About Me

My photo
Despite many failed attempts to exercise more, eat better, and take better care of myself, I've decided to make the "Trophy Wife Resolution." Since I am the complete anti-thesis of a trophy wife, let's see if I can rise to the challenge!

Wednesday, June 1, 2011

The Accidental Padawan



Obtaining any level of car maintenance always proves to be the bane of my existence. Next to New York City real estate agents, Brutus and Judas, I imagine car mechanics wind up in the Inner Circle.

Throughout my life, I have probably spent more time dealing with automotive issues than I have in taking care of myself. From driving more than 20 hours to fetch my car "Christine" in Myrtle Beach, South Carolina after my college spring break to waiting weeks in smelly waiting rooms that I can never get back for a simple automotive repair, I have not have much luck with cars. At 18 months of age, the 4th Stooge threw a peanut butter and jelly sandwich in a car mechanic's face after the mechanic started yelling at me because I refused to pay $125 for the 4 hour car battery installation. Lightning has also hit me while I was driving a car.



Today, I went into my local Jiffy Lube to get a simple oil change. I brought the Good Calories, Bad Calories book and began to read the 500 plus pages. There were two available seats next to me. The rest were taken.

While I was reading, a young guy comes in and sits down right next to me, not following (or caring) about the unwritten social rule of maintaining personal space when possible.

Suddenly, he looks at the TV and begins talking loudly about how electrical dog fences should be used on kids since we use leashes on them anyway. He admits to not having any children.

I quietly prayed that he does not reproduce.

As I'm trying to get through the prologue of the book, he asks, "What are you reading?"

I silently showed him the cover.

"Wow. I couldn't imagine reading a book with so many pages. I think I'd burn up all my calories just reading that."

Wishful thinking.

He interpreted my weak smile as a green light to continue. "So what do you do for a living?"

I told him that I was a nurse and a writer (someone outside of cyberspace does pay me to do so for a paltry living).

"Wow! Maybe I should think about doing that. I took some journalism courses. Hey, what do you think of my comedy act? I made you smile," he replied.

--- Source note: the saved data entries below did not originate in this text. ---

PR #598, opened 2020-06-17
Refactor state machine integration with models

smoothcontract:
### Jira link

P4-1657

### What?

- [x] Added a shared concern to be used where we want to include a state machine with a model
- [x] Refactored `Allocation` and `Journey` models to use shared concern for state machine inclusion
- [x] Remove legacy handling for nil/none state on allocations (all allocations now have a state)
- [x] Added a DB constraint and model validation rule to ensure allocation status is not null
- [x] Removed/reduced redundant specs

### Why?

- There was some divergence in the approach to integrating the state machine with each model, this cleans that up and means it's more straightforward to add a state machine to `Move` in future.
- The `Allocation` state machine no longer needs to handle `nil` status (the state machine and status attribute was added after we already had some production data, but all production data has been cleaned up to set an explicit status value).

### DIFF
--- a/app/models/allocation.rb
+++ b/app/models/allocation.rb
@@ -1,6 +1,8 @@
 # frozen_string_literal: true
 
 class Allocation < VersionedModel
+  include StateMachineable
+
   ALLOCATION_STATUS_UNFILLED = 'unfilled'
   ALLOCATION_STATUS_FILLED = 'filled'
   ALLOCATION_STATUS_CANCELLED = 'cancelled'
@@ -35,6 +37,8 @@ class Allocation < VersionedModel
   has_many :moves, inverse_of: :allocation, dependent: :destroy, autosave: true
   has_many :events, as: :eventable, dependent: :destroy
 
+  validates :status, presence: true
+
   validates :from_location, presence: true
   validates :to_location, presence: true
 
@@ -49,7 +53,8 @@ class Allocation < VersionedModel
 
   attribute :complex_cases, Types::Jsonb.new(Allocation::ComplexCaseAnswers)
 
-  after_initialize :initialize_state
+  has_state_machine AllocationStateMachine, on: :status
+
   delegate :fill, :unfill, to: :state_machine
 
   def cancel(reason: CANCELLATION_REASON_OTHER, comment: 'Allocation was cancelled')
@@ -71,21 +76,5 @@ class Allocation < VersionedModel
     self.moves_count = current_moves.count
 
     save!
-  end
-
-private
-
-  def state_machine
-    @state_machine ||= AllocationStateMachine.new(self)
-  end
-
-  def initialize_state
-    if status.present?
-      state_machine.restore!(status.to_sym)
-    else
-      # TODO: restore after data is backfilled on production
-      # self.status = state_machine.current
-      self.status = moves.not_cancelled.unfilled? ? :unfilled : :filled
-    end
   end
 end
--- a/app/models/allocation.rb
+++ b/app/models/allocation.rb
@@ -18,7 +18,7 @@ class Allocation < VersionedModel
     long: 'more_than_16',
   }
 
-  enum status: {
+  enum states: {
     unfilled: ALLOCATION_STATUS_UNFILLED,
     filled: ALLOCATION_STATUS_FILLED,
     cancelled: ALLOCATION_STATUS_CANCELLED,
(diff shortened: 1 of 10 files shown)


app/models/concerns/state_machineable.rb
```diff
@@ -0,0 +1,41 @@
...
+  included do
+    after_initialize :initialize_state
+
+    class_attribute :state_attribute
+    class_attribute :state_machine_class
+  end
+
+  def reload(options = nil)
+    # Override to ensure state machine state is correctly restored. Unfortunately there's not a callback for this.
+    super.tap { restore_state }
```
martyn-w, line 15: 👍

app/models/journey.rb
```diff
@@ -18,6 +18,8 @@
 # The supplier is paid for only the first journey A-->B but not B-->C.
 #
 class Journey < ApplicationRecord
+  include StateMachineable
```
martyn-w, line 21: very nice 😄

martyn-w:
👍 good work - very happy with the Journey side of things, as it removes all the ugly hackery from the journey model.
Maybe @cwrw could review the allocation side of things, as the changes there are more significant?

app/models/allocation.rb
```diff
@@ -35,6 +37,8 @@ class Allocation < VersionedModel
   has_many :moves, inverse_of: :allocation, dependent: :destroy, autosave: true
   has_many :events, as: :eventable, dependent: :destroy
 
+  validates :status, presence: true
```
cwrw, line 40: we could validate for inclusion here as well

app/models/concerns/state_machineable.rb
```diff
@@ -0,0 +1,37 @@
...
+  extend ActiveSupport::Concern
+
+  included do
+    after_initialize :initialize_state
+
+    class_attribute :state_attribute
+    class_attribute :state_machine_class
+  end
+
+  def reload(options = nil)
```
cwrw, line 13: My main concern with this is that we won't return what's persisted in the database but rather our state machine current state (if for instance the state is `nil`) This might lead to some unexpected behaviour. Just wondering why we needed to add this for journeys, was it for testing purposes?

app/models/allocation.rb
```diff
@@ -72,20 +77,4 @@ def refresh_status_and_moves_count!
...
-    @state_machine ||= AllocationStateMachine.new(self)
-  end
-
-  def initialize_state
-    if status.present?
-      state_machine.restore!(status.to_sym)
-    else
-      # TODO: restore after data is backfilled on production
-      # self.status = state_machine.current
-      self.status = moves.not_cancelled.unfilled? ? :unfilled : :filled
```
cwrw, line 88: 👍 for removing this and restoring the default

spec/services/allocations/finder_spec.rb
```diff
@@ -144,8 +143,8 @@
       context 'with nil status' do
         let(:filter_params) { { status: nil } }
 
-        it 'returns only allocations without a status' do
-          expect(allocation_finder.call).to contain_exactly(allocation)
+        it 'returns empty results set' do
```
cwrw, line 146: Just to double check this has been coordinated with the FE to make sure they pass status filters correctly just incase

smoothcontract: This is just updating the spec to reflect the fact that we don't have any allocations with a `nil` status - if the front end is passing this filter as `nil` currently then no allocations would be returned, so it's safe to conclude this filter is either being omitted when not required.

app/models/concerns/state_machineable.rb
smoothcontract: Yes, this is just to support the specs - we don't have any code that calls `reload` outside of the test suite. This was particularly affecting the event runner for journeys - the runner actions state machine changes correctly but when the spec calls e.g. `journey.reload` the object under test was fetching the updated state attribute but not updating the state machine accordingly.

ActiveRecord has an `after_find` callback that would seem suited for this, but it's not called as part of `reload`. The alternative to this would be explicitly finding objects again within the test suite which is a bit of a pain, so this seems an acceptable approach to mitigate that.

smoothcontract:
> really good refactor, and great to cleanup the allocation states as we no longer have `nil` statuses. I'm wondering if we can cleanup the allocation state machine itself further, now we longer have to cater for `nil` values?

Well reminded - I've cleaned it up a bit further 👍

"Where do you perform your comedy acts?" I asked, making a mental note to make sure that I skip that show.

He mentions a nearby town.

"You need to take your act somewhere else. That's a tough town," I reply in a deadpan voice.

"You're funny! You should be in comedy!," he says genuinely. "But, you're right. I need to know my audience. That is great advice!," he replied enthusiastically.

"Where are you from?"

"New York," I answered, thinking he might get the subtle hint that my kind isn't particularly keen on talking with strangers.

"You came all the way here to get an oil change? Ha! Ha! Anyway, this is the last oil change for my car. It's on its last legs. I'll probably donate it to kids. But, what do kids need with an old car anyway?," he thought.

"Sell it for parts," I replied.

"That's a great idea! You are full of them!," he answers. "Hey, do you have an extra coupon?," he said pointing to the extra one I was using as a bookmark.

"Sure, here it is," I handed it over to him.

"I learned so much from you today..." and then the store manager said my car was ready.

I quickly jumped up. The Accidental Padawan was left talking to himself.

1 comment:

  1. Best Pal She Turned GayJuly 8, 2011 at 3:55 PM

    Dispensing sage advice to the Socially Oblivious, Yoda you be!